Unobserved Self-Swab Nasal Collection

Unobserved collection requires schools to set up Device Pick-Up and Drop-Off site(s) with the required components (waste, computer access, barcode printer, etc.), and trained staff to obtain consent,  provide basic quality control of samples, and prepare for transport.   

A Medical Professional is not required at the testing site to supervise the process.   A step-by-step guide on staffing logistics, pick-up and drop off instructions can be found here.

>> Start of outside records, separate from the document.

PR #1197, opened 2026-09-07
The third model role is alertable

bjmeetsfo:
Two of the three model roles are alertable. The one called most was not.

`matrixark_gateway_extraction_model_active` and `matrixark_gateway_embedding_semantic` are gauges with panels and alerts, for the reason `config_health_lines` gives in its own docstring: a misconfigured deployment is indistinguishable from a healthy one at the API surface, so a dashboard charting only rate and latency shows it as perfectly healthy for months.

Summaries had **no metric, no panel and no alert** — and they are the role called most: extraction runs once per ingest, and *every* context node gets a summary that retrieval then walks.

## Why it is a third series and not a label on an existing one

| extraction provider | `extraction_model_active` | `summary_model_active` |
|---|---|---|
| `openai_compatible` | 1 | 1 |
| **`anthropic`** | **1** | **0** |
| `deterministic` | 0 | 0 |

An Anthropic deployment is a real model for extraction *and* returns rule-written summaries. On the existing metric it reads as fully model-backed while every node summary is written by rules.

The set of names `config_health_lines` uses for the other two **cannot express that** — the same provider name means 1 on one line and 0 on this one — so the value is taken from the snapshot's own `summary.writes`, decided by the one classifier that mirrors the summariser. A snapshot without a summary block reports `0`: a metric that invents a healthy answer is worse than one that is missing, because it is charted as fact.

## Layout

The three roles now sit on one row (`Retrieval mode`, `Extraction`, `Summaries`), with `Config warnings` moved right and `Requests in flight` taking the free slot on the datanode row. Three separate answers to "is this deployment using a model" are only useful side by side.

## Mutations

Fourteen tests. Each of these reddens at least one:

| mutation | reddens |
|---|---|
| the series is not emitted | `test_a_model_deployment_reports_one` |
| it copies the extraction answer | `test_anthropic_is_a_model_for_extraction_and_rules_for_summaries` |
| a missing snapshot reports healthy | `test_no_snapshot_reports_zero_rather_than_one` |
| the alert is removed | `test_an_alert_fires_on_it` |
| the alert watches the wrong series | `test_an_alert_fires_on_it` |
| the panel is removed | `test_a_panel_charts_it` |
| the three roles are split across rows | `test_the_three_roles_sit_together` |
| the new panel lands on another one | `test_no_two_panels_overlap` |

`test_it_does_not_simply_track_extraction` is the floor for the whole change: the two series must disagree somewhere, or one of them is noise.

Only the gateway dashboard and the gateway alert rules are touched — the engine dashboard is untouched.

### DIFF
--- a/docs/ops/matrixark-gateway-dashboard.json
+++ b/docs/ops/matrixark-gateway-dashboard.json
@@ -239,6 +239,56 @@
       ]
     },
     {
+      "id": 18,
+      "type": "stat",
+      "title": "Summaries",
+      "description": "Whether node summaries come from a model. Separate from Extraction because they can differ: an Anthropic extraction provider returns rule-written summaries.",
+      "datasource": {
+        "type": "prometheus",
+        "uid": "${DS_PROMETHEUS}"
+      },
+      "gridPos": {
+        "h": 4,
+        "w": 6,
+        "x": 12,
+        "y": 4
+      },
+      "fieldConfig": {
+        "defaults": {
+          "mappings": [
+            {
+              "type": "value",
+              "options": {
+                "0": {
+                  "text": "rules only",
+                  "color": "red",
+                  "index": 0
+                }
+              }
+            },
+            {
+              "type": "value",
+              "options": {
+                "1": {
+                  "text": "model",
+                  "color": "green",
+                  "index": 1
+                }
+              }
+            }
+          ]
+        },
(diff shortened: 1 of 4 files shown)


bjmeetsfo:
@superhaiou merged - flagging for awareness, no action needed. The third model role is alertable

PR #1199, opened 2026-09-07
Twenty-six more functions written out twice, now written once

bjmeetsfo:
Twenty-six more functions that existed as several byte-identical copies are now one. The body stays
where it is and the other modules import it.

This round extends the analysis in three ways, each because something went wrong without it.

## Groups of more than two

The rules were never specific to pairs, but the tool only handled them, so `stable_hash` — three
copies — sat in a skip bucket **while blocking three other groups**, which could not consolidate
while a helper they both call resolved differently in each module. One copy owns the body and every
other imports it. Generalising unlocked a cascade, and the work now runs to a fixpoint: refusals
are transitive, so consolidating a helper unblocks its callers on the next pass. Three passes
converged.

## Cycles are checked cumulatively

Each group was checked against the import graph as it was at the start of the pass. Two groups can
each be cycle-free alone and together close one — which is how `matrixark_mcp_core` ended up
partially initialised, a circular import that no single decision was responsible for. Every
accepted edge now joins the working graph before the next group is considered.

## A consolidation must not change what production reaches

Choosing an owner inside a module production does not reach makes the importer depend on it, which
turns a dead island live. That is an architectural change and not something to do as a side effect
of removing duplication. `test_a_module_only_tests_reach_is_not_live` records that set — 7 islands,
43 modules — and it noticed:

```
NO LONGER UNREACHABLE (wired up or deleted -- take them out of the list):
  ['matrixark_mcp_session_runtime']
```

The tempting response is to edit the recorded list. The right one is to leave the island alone.
That guard's own record is now what the analysis consults; approximating it as "some non-test
module imports it" is a different question, because a module imported only by other unreachable
modules still has inbound imports — and a second module was wired up before that became clear.

## Still refused

Twenty-six groups remain, and the reasons are worth stating because they are not oversights:

- **11 blocked by `MatrixArkError`**, which is two classes in different modules rather than a
  duplicated function. Collapsing exception classes changes what `except` clauses catch and is its
  own change.
- the rest read a helper — `safe_identifier`, `now_ms`, `tokens` — that each module binds
  differently, so consolidating would switch which one runs. Some of those helpers are themselves
  genuinely different functions that happen to share a name.

## Verification

By **object identity**: `owner.f is importer.f` for all 72 consolidations in the tree, every
module's `__all__` still resolving, and every file still parsing.

The whole `tools/` suite (381 files) ran before and after, with the control **pinned to this exact
commit** so main cannot move underneath it: **345 pass / 40 fail on both, zero tests failing only
after.** All 40 remaining failures fail identically on both trees.

### DIFF
--- a/tools/convert_external_baseline_csv_to_benchmark_report.py
+++ b/tools/convert_external_baseline_csv_to_benchmark_report.py
@@ -389,12 +389,10 @@ def to_float(value: str | None) -> float | None:
         return None
 
 
-def percentile(values: list[float], pct: float) -> float | None:
-    if not values:
-        return None
-    ordered = sorted(values)
-    index = int((len(ordered) - 1) * pct / 100.0)
-    return round(ordered[index], 4)
+try:  # the implementation lives in summarize_oss_memory_benchmark_artifacts; this module re-exports it
+    from .summarize_oss_memory_benchmark_artifacts import percentile
+except ImportError:  # Direct script execution from tools/.
+    from summarize_oss_memory_benchmark_artifacts import percentile
 
 
 def safe_div(numerator: float, denominator: float) -> float:
--- a/tools/matrixark_mcp_core_compact.py
+++ b/tools/matrixark_mcp_core_compact.py
@@ -252,29 +252,10 @@ def attach_storage_route(record: Json) -> Json:
     return record
 
 
-def context_placement_key(record: Json, *, scope_key: str = "", node_hash: Any = None) -> str:
-    explicit = str(record.get("placement_key") or "")
-    if explicit:
-        return explicit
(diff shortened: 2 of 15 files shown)


bjmeetsfo:
@superhaiou merged - flagging for awareness, no action needed. 26 more duplicated bodies collapsed, 309 lines. Three checks were added because each caught a real fault: cycles are now checked cumulatively within a pass (two groups can each be cycle-free alone and together close one, which left matrixark_mcp_core partially initialised); an owner is never chosen inside a module production does not reach, taken from the guard that records that set rather than approximated; and groups of more than two copies are handled, which unblocked a cascade that stable_hash was holding up.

General Kit Pick-Up Instructions

  1. School complete steps required in Getting Started  including defining eligibility for testing, ordering physician, and CareEvolve set up.
  2. Eligible participants visit pick-up station as directed by institution,  where they receive an Unobserved Self-Swab Nasal Collection Device containing:

    A re-sealable bag with
    • 1 Collection Tube 
    • 1 individually wrapped Anterior Nasal Swab
    • Detailed instructions on How To Self Swab

Participants will be instructed to swab and drop off sample on same day (Step-by-Step Unobserved Nasal Swab Instructions)

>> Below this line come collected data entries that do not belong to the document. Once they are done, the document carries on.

PR #1201, opened 2026-09-07
The diagnostics bundle dates itself against the browser

bjmeetsfo:
The diagnostics bundle is the file that leaves the building. It is downloaded and sent to somebody who was not at the keyboard, cannot ask which machine collected it, and cannot ask whether the page was still receiving anything at the time. It carried neither answer.

## It dated itself with the browser's clock

`collected_at` came from `new Date()`, while `recent_failures` **inside the same file** carries gateway timestamps — so a reader lining the two up was comparing two machines, with nothing in the document saying so. It now carries the gateway's own time for the same instant and the difference between them.

## It did not say how fresh its live half was

`recent_failures` and `datanode` come off the stream; everything else is fetched when the button is pressed. On a stalled stream the file holds one current half and one arbitrarily old half, presented as one document. It now records whether the stream was connected, how long since anything arrived, and whether that counts as stalled.

| state when collected | `gateway_time` | `clock_skew_ms` | `stream` |
|---|---|---|---|
| live, clocks agree | same as `collected_at` | `0` | connected, not stalled |
| live, browser 60s off | differs | `60000` | connected, not stalled |
| stalled 8s | present | present | `since_last_block_ms: 8000`, `stalled: true` |
| no frame ever arrived | **`null`** | **`null`** | `connected: false`, `since_last_block_ms: null` |

**Both clock answers are absent rather than guessed** when no frame has arrived. Repeating the browser's clock under a second name would be worse than saying nothing, because it would read as corroboration.

## The probe

`bundle_clock_harness.js`, not `bundle_harness.js`. The latter already existed, drives the whole overview page and reports its own `ok`/`FAIL` lines — and writing over it took four of its tests with it. That was caught by running the **full ratchet** on the branch rather than the suites this change touches, which is also how the `event: hello` mistake in #1189 surfaced.

## Mutations

Eleven tests, driven through the shipped `bundle()` with a real stream in front of it. Each of these reddens at least one:

| mutation | reddens |
|---|---|
| the gateway's time is dropped | `test_it_carries_the_gateways_time_as_well_as_the_browsers` |
| the skew is dropped | `test_a_skewed_browser_is_recorded_not_hidden` |
| with no frame it repeats the browser's clock | `test_with_no_frame_it_says_nothing_rather_than_guessing` |
| the gateway time is silently the browser's | `test_a_skewed_browser_is_recorded_not_hidden` |
| the stream block is dropped | `test_a_stalled_stream_is_recorded_as_stalled` |
| a stalled stream is recorded as fine | `test_a_stalled_stream_is_recorded_as_stalled` |
| never-connected reads the same as quiet | `test_never_connected_is_not_the_same_as_quiet` |
| the failures off the frame stop being carried | `test_the_failures_off_the_frame_still_arrive` |

That last one is the floor: everything the bundle already carried has to still be in it.

### DIFF
--- a/tools/portal/build_portal_pages.py
+++ b/tools/portal/build_portal_pages.py
@@ -734,6 +734,12 @@ function sinceLastBlockMs() {
   return liveBlockAtMs ? (Date.now() - liveBlockAtMs) : 0;
 }
 
+/* Whether a stream has ever delivered anything to this page. Read by code that runs on a button
+   press rather than on a frame, which has no other way to ask. */
+function streamConnected() {
+  return liveBlockAtMs > 0;
+}
+
 /* Three ticks: one missed tick is scheduling, two is a slow one, three is not arriving. Derived
    from the cadence the gateway sent rather than a number written here, because a page holding its
    own copy of the server's interval is a second place for it to be wrong. Unknown cadence means an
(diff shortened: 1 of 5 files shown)


bjmeetsfo:
@superhaiou merged - flagging for awareness, no action needed. The diagnostics bundle dates itself against the browser

PR #1203, opened 2026-09-07
One MatrixArkError, not two

bjmeetsfo:
`class MatrixArkError(ValueError): pass` is written out twice — in `matrixark_mcp_errors` and
again in `matrixark_mcp_core_identity`. The bodies are identical, but they are two different
classes, and `except` compares by identity: a handler bound to one does not catch an exception
raised through the other.

That split is reachable rather than merely untidy. Both sides have raise sites AND except sites:

| class in use | modules | raise sites | except sites |
|---|---|---|---|
| via `matrixark_mcp_core` → `core_identity` | 31 | 107 | 7 |
| `matrixark_mcp_errors` | 16 | 55 | 6 |
| `core_identity` directly | 2 | 8 | 0 |

Nothing prevents an except site in one group from receiving a raise from the other; it just
depends on which call path runs. The failure mode is not hypothetical either — moving a validation
helper between these two modules produced exactly it, and a test that expects a payload to be
rejected instead reported an unhandled error, because the rejection arrived as the other class.

`matrixark_mcp_errors` owns it. It has the most importers, and it is a leaf — it imports only
`__future__` and `typing`, so nothing can cycle through it. `core_identity` already reaches it, so
this adds no edge to the module graph. The two subclasses defined there,
`MatrixArkInvalidRequestError` and `MatrixArkNotFoundError`, rebase onto the unified class, which
is the point.

Unifying only ever makes an `except` catch more, never less: both classes derive from `ValueError`
and both bodies are `pass`. No test depends on the two being distinct — checked for the shapes that
would (comparing identity, or importing the name from both sources).

## The rest of the change

With one class, several duplicated functions that read `MatrixArkError` as a free name became
consolidatable — their bodies were byte-identical but resolved that name to different classes
depending on which module held them, which is a behaviour difference rather than duplication. Five
of those are now one shared object each.

## Verification

By object identity: the class is one object through every path that reaches it
(`core is errors`, `validation is errors`), where before `core is validation` was false. All 78
function consolidations in the tree resolve to one shared object, every module's `__all__` still
resolves, and every file still parses.

The whole `tools/` suite (381 files) ran before and after with the control pinned to this exact
commit.

### DIFF
--- a/tools/matrixark_mcp_core.py
+++ b/tools/matrixark_mcp_core.py
@@ -881,18 +881,10 @@ def build_segment_prompt(messages: list[Json]) -> str:
     )
 
 
-def parse_first_json_object(text: str) -> Json:
-    decoder = json.JSONDecoder()
-    for index, char in enumerate(text):
-        if char != "{":
-            continue
-        try:
-            value, _end = decoder.raw_decode(text[index:])
-        except json.JSONDecodeError:
-            continue
-        if isinstance(value, dict):
-            return value
-    raise MatrixArkError("model response did not contain a JSON object")
+try:  # the implementation lives in matrixark_mcp_extraction_provider; this module re-exports it
+    from .matrixark_mcp_extraction_provider import parse_first_json_object
+except ImportError:  # Direct script execution from tools/.
+    from matrixark_mcp_extraction_provider import parse_first_json_object
 
 
 def oss_model_memory_segments(messages: list[Json], *, model: str, model_path: str = "", max_new_tokens: int = 512, local_only: bool = False) -> Json:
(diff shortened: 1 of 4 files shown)


bjmeetsfo:
@superhaiou merged - flagging for awareness, no action needed. MatrixArkError was defined twice with identical bodies, and except compares by identity, so a handler bound to one could not catch an exception raised through the other. Both sides had raise AND except sites (107/7 and 55/6), so the split was reachable rather than untidy. matrixark_mcp_errors owns it now; it is a leaf module so nothing can cycle through it, and unifying only ever makes an except catch more.

PR #1204, opened 2026-09-07
The strip notices a quiet stream too

bjmeetsfo:
#1189 taught the page-side stream client that a connection which has stopped delivering is not a live one. **The strip runs its own client** — five of the seven portal pages never load the other one — so on those five the dot stayed green however long the gateway had been silent.

The strip is the one element on *every* page. It is the thing somebody glances at to answer "is this deployment alive", and it was answering "the socket is open".

## The rule, and why silence alone is not it

When nothing has changed the gateway sends `: keepalive` instead of a frame, so a quiet stream on an idle deployment is **healthy**. What is not normal is nothing at all — no frame and no keepalive — for three ticks of the gateway's own cadence, which every frame carries since #1189.

| | dot | title |
|---|---|---|
| quiet 4s at a 2s cadence | `live-dot` | live |
| quiet 8s at a 2s cadence | `live-dot stale` | `no update for 8s` |
| then anything arrives | `live-dot` | live |
| quiet 8s at a **10s** cadence | `live-dot` | live |
| gateway states no cadence | `live-dot` | live — nothing claimed |

`stale` is already in the strip's vocabulary and already amber; it simply never reached it while connected.

## Two clients, one rule

The strip cannot use the shared client — it has to work on pages that never load it — so the rule is now written twice, which is a thing that drifts. `TheTwoClientsAgreeTest` is the answer: both must read `tick_s` off a frame, both must wait `tickMs * 3` with the interval **taken from the gateway rather than written down**, and the strip must stamp on *every block* rather than every frame, since a keepalive is what says an idle stream is alive.

## Mutations

Fifteen tests, driven through the shipped strip client with a held clock. Each of these reddens at least one:

| mutation | reddens |
|---|---|
| the strip never stamps a block | `test_four_ticks_of_quiet_turns_it` |
| it stamps only on status frames | `test_anything_arriving_turns_it_back` |
| the watchdog never starts | `test_four_ticks_of_quiet_turns_it` |
| the rule writes the interval down | `test_a_slower_gateway_gets_a_longer_leash` |
| one tick counts as a stall | `test_both_wait_three_ticks` |
| the strip stops reading the cadence | `test_both_read_the_cadence_off_a_frame` |
| the dot never comes back | `test_anything_arriving_turns_it_back` |

Three of the agreement tests were wrong before they were right — they sliced fixed character windows that missed the code they meant to check, and one banned four-digit literals and caught `Math.round(quiet / 1000)`. They now cut by matching braces from a named anchor, and `test_both_bodies_are_really_the_clients` is the floor that stops an empty region passing everything.

### DIFF
--- a/tools/portal/api_key_portal.html
+++ b/tools/portal/api_key_portal.html
@@ -1274,6 +1274,22 @@
   if (window.__matrixarkLive) { return; }
   window.__matrixarkLive = "strip";
 
+  /* Nothing arrives to announce that nothing is arriving, so noticing needs a timer. Three ticks
+     of the gateway's OWN cadence: one missed tick is scheduling, two is a slow one, three is not
+     arriving. The number is not written here -- it is whatever the gateway last said. */
+  function watchQuiet() {
+    if (!tickMs || !blockAt || !controller) { return; }
+    var quiet = Date.now() - blockAt;
+    if (quiet > tickMs * 3 && dot.className.indexOf("stale") < 0) {
+      dot.className = "live-dot stale";
+      dot.title = "no update for " + Math.round(quiet / 1000) + "s";
+    }
+  }
+  quietTimer = setInterval(watchQuiet, 1000);
+  window.addEventListener("pagehide", function () {
+    if (quietTimer) { clearInterval(quietTimer); quietTimer = null; }
+  });
+
   function key() {
     var el = document.getElementById("key");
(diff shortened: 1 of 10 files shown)


bjmeetsfo:
@superhaiou merged - flagging for awareness, no action needed. The strip notices a quiet stream too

General Device Drop-Off Instructions
  1. Participant will visit a designated “Covid Testing Drop off” location, provide ID, and hand bag with collected tube to staff.
  2. Staff will inspect sample for useability, and prepare for testing by printing barcode and attaching to tube. 
  3. Participant will confirm the name, DOB, zip code and information on the barcode and provide collection time for specimen.
  4. Staff will register test in CareEvolve and prepare tube for packaging and transport to the laboratory. All tubes collected on any given day are transported to the Broad CRSP laboratory at the end of that day. (see Packing & Shipping)

 

Limitations and Disclosures for CRSP SELF SWAB DEVICES
For Emergency Use Authorization (EUA) only.
For prescription use only.
For in vitro diagnostic use only.
For professional use only.
For use by people 18 years of age or older.
The CRSP Self-Swab Kit collection device is only authorized for use in conjunction with an in vitro diagnostic (IVD) test for the detection of SARS-CoV-2 RNA that is indicated for use with dry nasal swab specimens collected with the CRSP Self-Swab Kit.
Results are for the detection and identification of SARS-CoV-2 RNA. The SARS-CoV-2 RNA is generally detectable in upper respiratory specimens during the acute phase of infection. Positive results are indicative of the presence of SARS-CoV-2 RNA; clinical correlation with patient history and other diagnostic information is necessary to determine patient infection status. Positive results do not rule out bacterial infection or co-infection with other viruses. The agent detected may not be the definite cause of disease.
Negative results do not preclude SARS-CoV-2 infection and should not be used as the sole basis for patient management decisions. Negative results must be combined with clinical observations, patient history, and epidemiological information.
The CRSP SARS-CoV-2 Real-time Reverse Transcriptase (RT)-PCR Diagnostic Assay is intended for use by qualified clinical laboratory personnel specifically instructed and trained in the techniques of real-time PCR and in vitro diagnostic procedures. The CRSP SARS-CoV-2 Real-time Reverse Transcriptase (RT)-PCR Diagnostic Assay is only for use under the Food and Drug Administration's Emergency Use Authorization.